La mineuse serpentine américaine (Liriomyza trifolii), originaire du sud-est des États-Unis et des Caraïbes, est une mouche envahissante que l'on trouve désormais dans certaines parties de l'Asie, de l'Europe et du Canada. Les larves de mineuses creusent des tunnels et consomment les feuilles de toutes sortes de plantes. Les cultures, notamment le niébé, les aubergines et les haricots, sont menacées.

Les mineuses peuvent « détruire toutes les feuilles si nous n'utilisons aucune mesure pour les contrôler », explique Zhu. Une tactique consiste à recruter Néochrysocharis de Formose les guêpes, l'ennemi naturel de la mouche, arrivent sur les lieux et les laissent faire le sale boulot. La guêpe pond ses œufs à l’intérieur des larves de mineuses qui, après éclosion, dévorent les jeunes mouches.
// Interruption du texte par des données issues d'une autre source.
PR #3, opened 2023-03-28
Use the new JAX+pip wheel workflow

nouiz:


yhtang:
Let's get back to this PR in a few days when the build system gets more stabilized. A lot of things are getting changed right at the moment 😄

.github/container/Dockerfile.jax
```diff
@@ -1,10 +1,10 @@
 ARG BASE_IMAGE
 FROM ${BASE_IMAGE}
 
-RUN apt-get update && apt-get install -y git python-is-python3 python3-pip libcudnn8 libcudnn8-dev
+RUN apt-get update && apt-get install -y git python-is-python3 python3-pip
 ENV HOME=/root
 RUN git clone https://github.com/google/jax.git /opt/jax
-RUN cd /opt/jax && pip install --upgrade -e ".[cuda]" -f https://storage.googleapis.com/jax-releases/jax_cuda_releases.html
+RUN cd /opt/jax && pip install --upgrade -e ".[cuda12_pip]" -f https://storage.googleapis.com/jax-releases/jax_cuda_releases.html
```
yhtang, line 7: Is it better if we install the pip wheels in the [base image](https://github.com/NVIDIA/JAX-Toolbox/blob/main/.github/container/Dockerfile.base)?

mjsML: I think those are two separate things to test (testing the build process AND testing the upstream CUDA pipwheel ... both are important and should be done).

mjsML: @nouiz based on our discussion yesterday, I'll close this PR and we can work on standing up the PIP wheel testing flow later.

Certaines plantes émettent des signaux chimiques dans un appel à l’aide, attirant les guêpes parasitoïdes vers les feuilles où un herbivore involontaire est en train de grignoter. On pense que ces protections aériennes sont de courte durée, se dissipant une fois le festin du ravageur terminé. Mais des études antérieures suggèrent que les plantes peuvent déterminer quels microbes vivent autour de leurs racines, et que les insectes mangeurs de feuilles peuvent modifier l'apparence de ces communautés.

Zhu et ses collègues se sont demandés si les microbes du sol pourraient aider les plantes à envoyer des appels SOS aux guêpes. L’équipe a cultivé des plants de niébé et a permis aux larves de mineuses de se nourrir des feuilles. Les chercheurs ont ensuite retiré les plantes d'origine et ont utilisé le même sol pour cultiver d'autres niébés.

N.formose les guêpes étaient plus attirées par les plantes cultivées dans la terre provenant de niébé infestés de mineuses. Moins de guêpes visitées contrôlent le niébé cultivé dans un sol qui abritait à l'origine des plantes jamais exposées aux mouches. Les analyses du sol et des plantes ont révélé que les larves de la mineuse des feuilles déclenchaient la libération de produits chimiques dans la terre à partir des racines des plantes. Ces produits chimiques cultivaient des bactéries qui, à leur tour, incitaient les nouveaux niébés à libérer une molécule appelée (Z) -3-hexényl acétate, qui attirait les guêpes même lorsqu'il n'y avait pas d'herbivore à attaquer.

La nouvelle étude suggère que les partenaires microbiens des plantes dans le sol peuvent maintenir ce qui serait normalement une protection de courte durée pour la prochaine génération, explique Michelle Afkhami, écologiste à l'Université de Miami qui n'a pas participé aux travaux. « Même si nous ne pouvons pas les voir à l'œil nu, [microbes are] affectant une grande partie de ce qui se passe autour de nous.

Certains champignons défendent les plantes contre les herbivores en recouvrant les feuilles de composés alcaloïdes toxiques, explique Afkhami. Mais il est fascinant de constater que dans le cas du niébé, la protection à long terme semble venir d'une « communauté qui ne se trouve même pas dans la zone où l'herbivorie est présente ».